**Data records:**

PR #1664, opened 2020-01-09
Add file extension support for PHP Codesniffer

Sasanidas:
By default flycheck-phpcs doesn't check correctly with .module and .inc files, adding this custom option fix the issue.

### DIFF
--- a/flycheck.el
==
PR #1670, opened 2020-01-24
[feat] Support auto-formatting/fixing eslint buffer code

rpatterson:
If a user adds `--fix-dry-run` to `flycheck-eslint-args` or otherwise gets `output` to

**Exercise objective:** Give back exactly the lines above starting at the line where "PR #1670, opened 2020-01-24" appears and ending at the line where "If a user adds" appears, both included, with no other lines.

**Exercise output:**
PR #1670, opened 2020-01-24
[feat] Support auto-formatting/fixing eslint buffer code

rpatterson:
If a user adds `--fix-dry-run` to `flycheck-eslint-args` or otherwise gets `output` to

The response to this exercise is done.